Flying solo isn't something I default to. I am a closeted introvert, pretending to be an extravert. You know those people. This past weekend I gave myself the gift of a weekend in San Francisco alone to attend a two-day yoga workshop. It was a short weekend to wander around and spend some time getting back to the roots of me. I expected to feel a little more revived, I expected to be more tired upon my return, I expected it would take me a moment to get my footing, to find some solace in the time without anyone else around. But it was any of those things, I took to this weekend like a fish to water; sliding effortlessly into its deep cool waters without any ties to time, responsibility, roles, or deadlines. I just woke up Saturday morning, made my way onto the street with only my backpack strapped to my shoulders and I just started walking. I walked and walked and walked and walked some more. I stopped when something caught my attention, I meandered around the streets that felt busy and then made my way up and around to streets that seemed to stand still. I climbed over hills just to see the view, I walked to the middle of the Golden Gate bridge because when you are standing right under it, why would you not want to walk to it's center?
I filled my minutes, hours, and days with things that felt delightful. I full engaged with my food, my body, my desire, my preferences, my wishes, my wants, and my needs. This almost never happens in my real life, I rarely take the time to pause, ask myself what would truly feed my soul, and then listen to that call. Oh dearest ones, please please please do listen to that call.
This weekend felt like the biggest breath of air I've been able to take in so long, longer than I can remember or care to admit. The intention of this sacred trip was to study with one of my yoga mentors, Elena Brower. She is a mentor to many of us, but she has quietly been such a force in my life and my practice these past few years, and she doesn't even know it. I have come to soak in her teachings all over Los Angeles, and on the interwebs. She has informed my teaching, my practice, and my daily routine in such profound and life altering ways. I am so very honored to be her student. We need these teachers, mentors, friends, to guide us into the unknown; into territory we have yet to walk, yet to teach, and yet dared to encounter. Who inspires, moves, and challenges you?
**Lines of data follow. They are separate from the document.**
PR #183, opened 2021-02-12
Adding sample for SAS credential

vinagesh:
## Purpose

* ...

```
[ ] Yes
[ ] No
```

## Pull Request Type

```
[ ] Bugfix
[ ] Feature
[ ] Other... Please describe:
```

## How to Test
*  Get the code

```
git clone [repo-address]
cd [repo-name]
git checkout [branch-name]
npm install
```

* Test the code

```
```

## What to Check
* ...

### DIFF
--- a/iot-hub/Samples/service/IotHubSasCredentialAuthenticationSample/Parameters.cs
+++ b/iot-hub/Samples/service/IotHubSasCredentialAuthenticationSample/Parameters.cs
@@ -1,0 +1,55 @@
+﻿// Copyright (c) Microsoft. All rights reserved.
+// Licensed under the MIT license. See LICENSE file in the project root for full license information.
+
+using CommandLine;
+using Microsoft.Azure.Devices;
+
+namespace IotHubSasCredentialAuthenticationSample
+{
+    /// <summary>
+    /// Parameters for the application.
+    /// </summary>
+    internal class Parameters
+    {
+        /// <summary>
+        /// The resource that the shared access token should grant access to. For cases where the token will be used for 
+        /// more than one function(i.e.used by registryManager to create a device and used by serviceClient to send cloud 
+        /// to device messages), this value should be the hostName of your IoT Hub ("my-azure-iot-hub.azure-devices.net"
+        /// for example). Shared access signatures do support scoping of the resource authorization by making this resourceUri
+        /// more specific.For example, a resourceUri of "my-azure-iot-hub.azure-devices.net/devices" will make this token only usable
+        /// when creating/updating/deleting device identities. 
+        /// For more examples, see <see href="https://docs.microsoft.com/en-us/azure/iot-hub/iot-hub-devguide-security#use-security-tokens-from-service-components"/>
+        /// </summary>
+        [Option(
+            'r',
+            "ResourceUri",
+            Required = true,
+            HelpText = "The resource that the shared access token should grant access to. Ex: my-iot-hub.azure-devices.net")]
+
+        public string ResourceUri { get; set; }
+
+        [Option(
+           'd',
+           "DeviceId",
+           Required = true,
+           HelpText = "The IoT hub device to send a message to.")]
+
+        public string DeviceId { get; set; }
+
+        [Option(
+            't',
+            "TransportType",
+            Default = TransportType.Amqp,
+            Required = false,
+            HelpText = "The transport to use to communicate with the IoT Hub. Possible values include Amqp and Amqp_WebSocket_Only.")]
+        
+        public TransportType TransportType { get; set; }
+
+        [Option(
+            's',
+            "SharedAccessKey",
+            Required = true,
+            HelpText = "The shared access key for IoT hub.")]
+        public string SharedAccessKey { get; set; }       
+    }
+}
--- a/iot-hub/Samples/service/IotHubSasCredentialAuthenticationSample/Program.cs
+++ b/iot-hub/Samples/service/IotHubSasCredentialAuthenticationSample/Program.cs
@@ -1,0 +1,87 @@
+﻿// Copyright (c) Microsoft. All rights reserved.
+// Licensed under the MIT license. See LICENSE file in the project root for full license information.
+using Azure;
+using Azure.Core;
+using CommandLine;
+using Microsoft.Azure.Devices;
+using System;
+using System.Globalization;
+using System.Net;
+using System.Security.Cryptography;
+using System.Text;
+using System.Threading.Tasks;
+
+namespace IotHubSasCredentialAuthenticationSample
+{
+    public class Program
+    {
+        /// <summary>
+        /// A sample to illustrate how to use SAS token for authentication to the IoT hub.
+        /// <param name="args">Run with `--help` to see a list of required and optional parameters.</param>
+        public static async Task Main(string[] args)
+        {            
+            // Parse application parameters
+            Parameters parameters = null;
+            ParserResult<Parameters> result = Parser.Default.ParseArguments<Parameters>(args)
+                .WithParsed(parsedParams =>
+                {
+                    parameters = parsedParams;
+                })
+                .WithNotParsed(errors =>
+                {
+                    Environment.Exit(1);
+                });
+
+            // Initialize SAS token credentials.
+            Console.WriteLine("Creating sas credential.");
+
+            TimeSpan timeToLive = TimeSpan.FromHours(1);
+            DateTime expiresOn = DateTime.UtcNow.Add(timeToLive);
+            string sasToken = GenerateSasToken(parameters.ResourceUri, parameters.SharedAccessKey, expiresOn);
+            // Note: Pass the generated sasToken and not just the shared access signature when creating the AzureSasCredential.
+            AzureSasCredential sasCredential = new AzureSasCredential(sasToken);
+
+            // This is how the credential can be updated in the AzureSasCredential object whenever necessary.
+            // This sample just shows how to perform the update but it is not necessary to update the token
+            // until the token is close to its expiry.
+            DateTime newExpiresOn = DateTime.UtcNow.Add(timeToLive);
+            string updatedSasToken = GenerateSasToken(parameters.ResourceUri, parameters.SharedAccessKey, newExpiresOn);
+            sasCredential.Update(updatedSasToken);
+
+            // There are constructors for all the other clients where you can pass SAS credentials - JobClient, RegistryManager, DigitalTwinClient
+            var hostName = parameters.ResourceUri.Split('/')[0];
+            using var serviceClient = ServiceClient.Create(hostName, sasCredential, parameters.TransportType);
+
+            var sample = new IotHubSasCredentialAuthenticationSample();
+            await sample.RunSampleAsync(serviceClient, parameters.DeviceId);
+        }
+
+        private static string GenerateSasToken(string resourceUri, string sharedAccessKey, DateTime expiresOn, string policyName = default )
+        {
+            DateTime epochTime = new DateTime(1970, 1, 1);
+            TimeSpan secondsFromEpochTime = expiresOn.Subtract(epochTime);
+            long seconds = Convert.ToInt64(secondsFromEpochTime.TotalSeconds, CultureInfo.InvariantCulture);
+            string expiry = Convert.ToString(seconds, CultureInfo.InvariantCulture);
+
+            string stringToSign = WebUtility.UrlEncode(resourceUri) + "\n" + expiry;
+
+            HMACSHA256 hmac = new HMACSHA256(Convert.FromBase64String(sharedAccessKey));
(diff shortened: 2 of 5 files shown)


iot-hub/Samples/service/IotHubSasCredentialAuthenticationSample/Program.cs
```diff
@@ -0,0 +1,86 @@
...
+            TimeSpan timeToLive = TimeSpan.FromHours(1);
+            DateTime expiresOn = DateTime.UtcNow.Add(timeToLive);
+            IotHubSasCredential sasCredential = new IotHubSasCredential(
+                GenerateSasToken(parameters.HostName, parameters.SharedAccessKey, expiresOn),
+                expiresOn);
+
+            // This is how the credential can be updated in the IotHubSasCredential object whenever necessary. It is not 
+            // necessary to do before the token expires. The following just demonstrates how to do it.
+            // NOTE: Ensure to pass the new expiry.
+            DateTime newExpiresOn = DateTime.UtcNow.Add(timeToLive);
```
vinagesh, line 46: As we have our own derived class, that class now exposes two overloads for Update. And if the user uses the one without the expiryDate parameter, we will be passing he wrong date downstream. This means we have to add some code to disable that method. The only way to do it is by throwing in a override as in this example draft PR - https://github.com/Azure/azure-iot-sdk-csharp/pull/1793/files

This made me re-think our approach here and want to know other opinions. I am not completely against the approach in the above PR as it keeps us from doing any parsing of the SAS token. But it does mean that there can be a small trial and error learning curve in case users don't read our documentation.

iot-hub/Samples/service/IotHubSasCredentialAuthenticationSample/Program.cs
```diff
@@ -0,0 +1,86 @@
...
+            sasCredential.Update(
+                GenerateSasToken(parameters.HostName, parameters.SharedAccessKey, newExpiresOn),
+                newExpiresOn);
+
+            // There are constructors for all the other clients where you can pass AAD credentials - JobClient, RegistryManager, DigitalTwinClient
```
bikamani, line 51: Nit: AAD --> Sas

iot-hub/Samples/service/IotHubSasCredentialAuthenticationSample/Program.cs
abhipsaMisra: Instead of taking in the DateTime in the constructor, is taking a ttl an option? That way we could use the ttl supplied in the constructor in case they don't provide one for the Update method.

abhipsaMisra: We could use the ttl to generate the DateTime, if that is what we and possibly the base credential class require.

iot-hub/Samples/service/IotHubSasCredentialAuthenticationSample/Program.cs
```diff
@@ -0,0 +1,86 @@
...
+using System.Security.Cryptography;
+using System.Text;
+using System.Threading.Tasks;
+
+namespace IotHubSasCredentialAuthenticationSample
+{
+    public class Program
+    {
+        /// <summary>
+        /// A sample to illustrate how to use Azure active directory for authentication to the IoT hub.
```
abhipsaMisra, line 18: typo: sas here

iot-hub/Samples/service/IotHubSasCredentialAuthenticationSample/Program.cs
vinagesh: What if they change the ttl? Though chances are rare, I don't think we should make an assumption on that.

vinagesh: The AMQP layer expects us to send the DateTime of expiry. So the initial design was to get it from user instead of parsing the token.

iot-hub/Samples/service/IotHubSasCredentialAuthenticationSample/Program.cs
```diff
@@ -0,0 +1,86 @@
...
+            Console.WriteLine("Creating sas credential.");
+
+            TimeSpan timeToLive = TimeSpan.FromHours(1);
+            DateTime expiresOn = DateTime.UtcNow.Add(timeToLive);
+            IotHubSasCredential sasCredential = new IotHubSasCredential(
+                GenerateSasToken(parameters.HostName, parameters.SharedAccessKey, expiresOn),
+                expiresOn);
+
+            // This is how the credential can be updated in the IotHubSasCredential object whenever necessary. It is not 
+            // necessary to do before the token expires. The following just demonstrates how to do it.
```
bikamani, line 44: would you like to understand what you meant to say by "It is not necessary to do before the token expires."

iot-hub/Samples/service/IotHubSasCredentialAuthenticationSample/Program.cs
vinagesh: And generating the DateTime can have some clock skew (it might be acceptable but it will happen). It will not be the same as the one on the SAS token.

iot-hub/Samples/service/IotHubSasCredentialAuthenticationSample/Program.cs
vinagesh: sure. The SAS token expires. So update need not be called unnecessarily. In the sample, I'm calling it as soon as I created a token just to show the usage of the method.

vinagesh: I can improve the wordings a bit.

iot-hub/Samples/service/IotHubSasCredentialAuthenticationSample/Program.cs
```diff
@@ -0,0 +1,87 @@
...
+            // Initialize SAS token credentials.
+            Console.WriteLine("Creating sas credential.");
+
+            TimeSpan timeToLive = TimeSpan.FromHours(1);
+            DateTime expiresOn = DateTime.UtcNow.Add(timeToLive);
+            IotHubSasCredential sasCredential = new IotHubSasCredential(
+                GenerateSasToken(parameters.HostName, parameters.SharedAccessKey, expiresOn),
+                expiresOn);
+
+            // This is how the credential can be updated in the IotHubSasCredential object whenever necessary.
```
vinagesh, line 43: @bikamani - Is this improved wording more clear?

iot-hub/Samples/service/IotHubSasCredentialAuthenticationSample/Program.cs
bikamani: How will ttl provided at constructor time be valid/used for update operation?

iot-hub/Samples/service/IotHubSasCredentialAuthenticationSample/Program.cs
bikamani: Very precisely now, yes. 👍

iot-hub/Samples/service/IotHubSasCredentialAuthenticationSample/Program.cs
vinagesh: This is now fixed by using encapsulation instead of inheritance. Only one update method will be exposed now. See PR - https://github.com/Azure/azure-iot-sdk-csharp/pull/1793

iot-hub/Samples/service/IotHubSasCredentialAuthenticationSample/Program.cs
```diff
@@ -0,0 +1,87 @@
...
+            sasCredential.Update(updatedSasToken);
+
+            // There are constructors for all the other clients where you can pass SAS credentials - JobClient, RegistryManager, DigitalTwinClient
+            using var serviceClient = ServiceClient.Create(parameters.HostName, sasCredential, parameters.TransportType);
+
+            var sample = new IotHubSasCredentialAuthenticationSample();
+            await sample.RunSampleAsync(serviceClient, parameters.DeviceId);
+        }
+
+        private static string GenerateSasToken(string hostName, string sharedAccessKey, DateTime expiresOn, string policyName = default )
```
timtay-microsoft, line 59: In the Java sample, I made this function allow for security scoping. Instead of asking for the hostname, I asked for the resource URI that the SAS token should grant access to.

timtay-microsoft:
```java
@param resourceUri The resource that the shared access token should grant access to. For cases where the token
 * will be used for more than one function (i.e. used by registryManager to create a device and used by serviceClient
 * to send cloud to device messages), this value should be the hostName of your IoT Hub
 * ("my-azure-iot-hub.azure-devices.net" for example). Shared access signatures do support scoping of the resource
 * authorization by making this resourceUri more specific. For example, a resourceUri of "my-azure-iot-hub.azure-devices.net/devices"
 * will make this token only usable when creating/updating/deleting device identities.
 * For more examples, see <a href="https://docs.microsoft.com/en-us/azure/iot-hub/iot-hub-devguide-security#use-security-tokens-from-service-components">Using security tokens from service components</a>
```

timtay-microsoft: I think a customer who is interested in generating SAS tokens would be interested in this feature, so consider leaving a note about this scoping option

iot-hub/Samples/service/IotHubSasCredentialAuthenticationSample/Program.cs
```diff
@@ -0,0 +1,87 @@
...
+
+            // SharedAccessSignature sr=ENCODED(dh://myiothub.azure-devices.net/a/b/c?myvalue1=a)&sig=<Signature>&se=<ExpiresOnValue>[&skn=<KeyName>]
+            string token = string.Format(
+                CultureInfo.InvariantCulture,
+                "SharedAccessSignature sr={0}&sig={1}&se={2}",
+                WebUtility.UrlEncode(hostName),
+                WebUtility.UrlEncode(signature),
+                expiry);
+
+            if (!string.IsNullOrWhiteSpace(policyName))
```
timtay-microsoft, line 79: Good idea making the policy name an optional parameter. I need to do the same on the Java sample code.

iot-hub/Samples/service/IotHubSasCredentialAuthenticationSample/Parameters.cs
```diff
@@ -0,0 +1,46 @@
...
+            "TransportType",
+            Default = TransportType.Amqp,
+            Required = false,
+            HelpText = "The transport to use to communicate with the IoT Hub. Possible values include Amqp and Amqp_WebSocket_Only.")]
+        
+        public TransportType TransportType { get; set; }
+
+        [Option(
+            's',
+            "ShareAccessKey",
```
timtay-microsoft, line 41: "Share**d**AccessKey"

timtay-microsoft (approved):

iot-hub/Samples/service/IotHubSasCredentialAuthenticationSample/Program.cs
```diff
@@ -0,0 +1,87 @@
...
+            TimeSpan timeToLive = TimeSpan.FromHours(1);
+            DateTime expiresOn = DateTime.UtcNow.Add(timeToLive);
+            string sasToken = GenerateSasToken(parameters.HostName, parameters.SharedAccessKey, expiresOn);
+            // Note: Pass the generated sasToken and not just the shared access signature when creating the AzureSasCredential.
+            AzureSasCredential sasCredential = new AzureSasCredential(sasToken);
+
+            // This is how the credential can be updated in the IotHubSasCredential object whenever necessary.
+            // This sample just shows how to perform the update but it is not necessary to update the token
+            // until the token is close to its expiry.
+            // NOTE: Ensure to pass the new expiry date time.
```
abhipsaMisra, line 47: nit: leftover comment from previous impl :)

iot-hub/Samples/service/IotHubSasCredentialAuthenticationSample/Program.cs
```diff
@@ -0,0 +1,87 @@
...
+            DateTime newExpiresOn = DateTime.UtcNow.Add(timeToLive);
+            string updatedSasToken = GenerateSasToken(parameters.HostName, parameters.SharedAccessKey, expiresOn);
```
abhipsaMisra, line 49: `newExpiresOn` to be passed in, instead of `expiresOn`

abhipsaMisra (approved):

iot-hub/Samples/service/IotHubSasCredentialAuthenticationSample/Program.cs
vinagesh: Upadated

I spent the entirety of her six-hour workshop this weekend in a room with 150 other yogis. People who showed up from all over to be a part of that sacred space to breathe, sweat, and get uncomfortable with each other. It is a powerful vibration to sit on your mat in a bright, afternoon-lit room, feel a cool breeze coming off the ocean, hear the street below, take a huge intentional breath in and then release that sweet om with the collective voices of 150 other people. People all coming into the space with their most vulnerable open hearts, seeking to be confronted, awakened, challenged, and healed by their own work on their mats.
This weekend taught me that as teachers we have the beautiful capacity to teach from what we truly know. Our teachers offer us a way to access ourselves, because sometimes we need someone to show us another way of seeing so we can truly see ourselves anew. This is why we practice, why we show up day after day, why we find surrender and confrontation on a small rectangular space. We are all teachers here.
This weekend helped me see that we are nothing for others unless we can first feel moved, propelled, and fueled by those things that ignite our souls. When we allow ourselves the opportunity to truly fill up our own emotional buckets, we will then learn how to overflow into others without disengaging with our own needs. It's a profound truth to interact with, and one with which I am sure to continue to meld and maneuver all of my life.
Think about this...How are you igniting your soul, leaning into your solitude, making it to your mat? You are needed in this world, but first you must serve yourself, than you will burn brightly to light the way for others. This is our yoga. This is our practice.